Anunció, inmediatamente después de atraer el secuestro a la esfera federal, que se abstendría de actuar, a pedido de la familia. Es de entenderse que al reaparecer la víctima la PGR mudara su actitud. Pero el caso sigue sin merecer su atención. Al anochecer del martes, cuarenta horas después de llegado Diego a su casa, el ministerio público federal ha guardado silencio.
La reaparición no ha sido hecha constar ya no digamos en una actuación ministerial sino ni siquiera en un comunicado de prensa, como los dos que el lunes mismo emitió la Presidencia de la república. En uno se relata que Calderón telefoneó a Diego y en el otro se anuncia la aplazadaza indagación.
Ante la falta de información oficial sobre la llegada de Fernández de Cevallos al seno familiar, abundan las conjeturas. Como ocurrió en los días inmediatamente posteriores al 14 de mayo, un sector de la población manifiesta su escepticismo sobre el hecho mismo.
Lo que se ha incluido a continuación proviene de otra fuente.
PR #1011, opened 2020-03-30
AEA-472 Add URI to envelop serialisation

5A11:
## Proposed changes

This PR adds URI field to envelop serialisation.

## Types of changes

## Checklist


aea/mail/base.proto
```diff
@@ -7,4 +7,6 @@ message Envelope{
     string sender = 2;
     string protocol_id = 3;
     bytes message = 4;
+    string uri = 5;
+    bool uri_is_set = 6;
```
DavidMinarsch: Do we need this 6th field? A raw uri cannot be an empty string by definition, so the default "" would mean the uri is not set.

5A11: In general yes; same issue as we discussed exists in proto3. 
But you are right. Since in this case the default value, i.e. empty string, in fact means the field is not set, we can drop it.

aea/mail/base.py
```diff
@@ -215,6 +215,11 @@ def encode(self, envelope: "Envelope") -> bytes:
         envelope_pb.sender = envelope.sender
         envelope_pb.protocol_id = str(envelope.protocol_id)
         envelope_pb.message = envelope.message
+        if envelope.context is not None:
+            # envelope_pb.uri_is_set = True
+            envelope_pb.uri = envelope.context.uri_raw
+        # else:
```
DavidMinarsch: Please remove the comments

5A11: Oh, sorry it was overlooked. Done

PR #1023, opened 2020-04-01
auto generate api docs and fix accordingly

DavidMinarsch:
## Proposed changes

This PR updates the api docs and makes small adjustments to the code base where necessary.

## Fixes

-

## Types of changes

## Checklist

## Further comments

-


aea/aea.py
```diff
@@ -34,12 +35,15 @@
 from aea.protocols.default.message import DefaultMessage
 from aea.registries.filter import Filter
 from aea.registries.resources import Resources
-from aea.skills.error import ERROR_SKILL_ID
 from aea.skills.error.handlers import ErrorHandler
 from aea.skills.tasks import TaskManager
 
 logger = logging.getLogger(__name__)
 
+ERROR_SKILL_ID = PublicId(
```
DavidMinarsch, line 43: There was a circular import issue with this. Now looking at it more carefully, I think we need to make this configurable anyway. The user should be forced to specify the error handler (by default we use ours).

aea/connections/base.py
```diff
@@ -34,9 +34,6 @@
     from aea.mail.base import Envelope, Address  # pragma: no cover
 
 
-logger = logging.getLogger(__name__)
```
DavidMinarsch, line 37: unused

aea/connections/scaffold/connection.py
```diff
@@ -19,14 +19,11 @@
 
 """Scaffold connection and channel."""
 
-import logging
 from typing import Optional
 
 from aea.connections.base import Connection
 from aea.mail.base import Envelope
 
-logger = logging.getLogger(__name__)
```
DavidMinarsch, line 28: unused

aea/skills/error/__init__.py
```diff
@@ -18,6 +18,3 @@
 # ------------------------------------------------------------------------------
 
 """This module contains the implementation of the error skill."""
-from aea.configurations.base import PublicId
```
DavidMinarsch, line 21: this caused issues

DavidMinarsch: It is also not particularly neat, as the constant easily can get out of line with the config file.

DavidMinarsch: Ideally, the public id would be constructed from the config file.

aea/skills/error/handlers.py
```diff
@@ -29,8 +29,6 @@
 from aea.protocols.default.serialization import DefaultSerializer
 from aea.skills.base import Handler
 
-logger = logging.getLogger(__name__)
```
DavidMinarsch, line 32: moved to context based logger

aea/aea.py
marcofavorito: Ok, but maybe not. The error skill should be the same for every agent (although we can't enforce that anyway).

aea/skills/error/__init__.py
marcofavorito: yes, it is how it works now. The public id is retrieved from the configuration object.

Issue #961, opened 2020-03-22
Forbid some author names


marcofavorito:
**Is your feature request related to a problem? Please describe.**

Some author names should be forbidden because they might cause conflicts in the import paths of the vendorized modules.

In particular, a generic import path for a vendorized package is:
```python
import packages.author_name.component_type_plural.component_name
```
Whereas, for a custom package:
```python
import packages.component_type_plural.component_name
```

Now, consider the following (corner) case:
- a vendorized skill whose name is `skills` and whose author name is `skills`
- a custom skill with the same name, `skills` (the author name doesn't matter)
```python
import packages.skills.skills # this is the import for the custom skill
import packages.skills.skills.skills # this is the import for the vendorized skill
```
There is an evident conflict. The same applies to all the other component types.

**Describe the solution you'd like**

Some author names must be forbidden, like `skills`, `protocols` etc.

**Describe alternatives you've considered**

**Additional context**

PR #1025, opened 2020-04-01
init update to verify author

DavidMinarsch:
## Proposed changes

Fixes init to avoid forbidden author names

## Fixes

- https://github.com/fetchai/agents-aea/issues/961

## Types of changes

## Checklist

## Further comments

-

### DIFF
--- a/aea/cli/common.py
+++ b/aea/cli/common.py
@@ -74,6 +74,7 @@ DEFAULT_SKILL = PublicId.from_str("fetchai/error:" + DEFAULT_VERSION)
 DEFAULT_LEDGER = FETCHAI
 DEFAULT_REGISTRY_PATH = str(Path("./", "packages"))
 DEFAULT_LICENSE = "Apache-2.0"
+NOT_PERMITTED_AUTHORS = ["skills", "connections", "protocols", "contracts", "vendor"]
 
 
 from_string_to_type = dict(str=str, int=int, bool=bool, float=float)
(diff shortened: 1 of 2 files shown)


aea/cli/init.py
```diff
@@ -38,11 +42,56 @@
...
+                    PublicId.AUTHOR_REGEX
+                )
+            )
+        elif not _is_permitted_author_handle(author_prompt):
+            is_acceptable_author = False
+            click.echo(
+                "Not a permitted author handle. The following author handles are not allowed: {}".format(
+                    NOT_PERMITTED_AUTHORS
+                )
+            )
```
panasevychol, line 82: I would recommend to have an `else:` statement here.

aea/cli/init.py
```diff
@@ -38,11 +42,56 @@
 from aea.configurations.base import PublicId
 
 
-def _registry_init(author):
-    username = author
+def _local_init(author: Optional[str] = None) -> str:
```
panasevychol, line 45: Maybe it's better to call it `_validate_author`?

aea/cli/init.py
DavidMinarsch: that would be unreachable

aea/cli/init.py
DavidMinarsch: for symmetry with _registry_init, i think it makes sense to keep that name, although i agree it would be a candidate too

aea/cli/common.py
```diff
@@ -74,6 +74,7 @@
 DEFAULT_LEDGER = FETCHAI
 DEFAULT_REGISTRY_PATH = str(Path("./", "packages"))
 DEFAULT_LICENSE = "Apache-2.0"
+NOT_PERMITTED_AUTHORS = ["skills", "connections", "protocols", "contracts", "vendor"]
```
DavidMinarsch, line 77: @marcofavorito anything else? (https://github.com/fetchai/agents-aea/issues/961)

Es una actitud insana dudar de todo, y suponer que todo puede ser reducido a un montaje mediático. Pero explica esa actitud de un cierto ánimo social (el del segmento incrédulo de la sociedad) el peso de la experiencia. Quienes sistemáticamente rehúsan avenirse a las versiones formales de los hechos, lo hacen para no caer inocentemente en celadas que creen que se les han tendido más de una vez.
Fernández de Cevallos contribuye a ese escepticismo regateando información precisa sobre su regreso. Es muy probable que al dejársele libre se condicionara mediante algún amago su presencia ante los medios y a ello obedezcan su parquedad y aun sus contradicciones.
Algunas de ellas, sobre la hora, el día y el lugar en que fue liberado dan lugar a una observación detallada de su aspecto, que a su vez suscita presuntos dictámenes sobre su peso, el disparejo crecimiento de su capilosidad (como si no fuera posible que se le recortara el pelo pero no la barba), el brillo de sus ojos, como indicadores de una verdad que debería abrirse paso por sí misma, si dicho sector incrédulo no hubiera transitado, en amplia medida, de una opinión ingenua que todo los admite a una desconfiada que todo lo cuestiona.
Sometido a muchas entrevistas –que seguramente no guardan parecido con los hostigantes interrogatorios a que probablemente se le sujetó durante su cautiverio—, en algunas de ellas El Jefe muestra un talante más suave, menos altanero del que lo ha identificado por décadas.
Pide que sus captores sean perseguidos en el marco de la ley, sin abusos, sin atropellos, ni flagelamientos (¿?), y que la actividad gubernamental en torno a su caso sea semejante a la que desarrolle a causa de otras desapariciones forzadas y otros delitos.
Ha deplorado el asesinato de la señora Marisela Escobedo.
Si su cautiverio lo transformó radicalmente, como no ha sido infrecuente que ocurra, esperaríamos no la conversión de El Jefe en un apóstol de los derechos humanos pero si el que ponga sus influencias y sus relaciones al servicio de causas humanitarias para que víctimas de la privación ilegal de la libertad en sus varias modalidades, y sus familiares no padezcan los estragos que él mismo y los suyos han sufrido.
Independientemente de la credibilidad de Fernández de Cevallos, contamos con una pieza importante para el análisis de su situación, que son las cinco cuartillas del Boletín epílogo con que los ex misteriosos desaparecedores dieron cuenta de la liberación del ex candidato presidencial. Su contenido cuadra con la percepción que el propio Diego se formó sobre la naturaleza de su infortunio ya concluido.
Se trata de un secuestro al mismo tiempo destinado a obtener recursos en abundancia que a formular una denuncia, un enjuiciamiento y un programa de acción.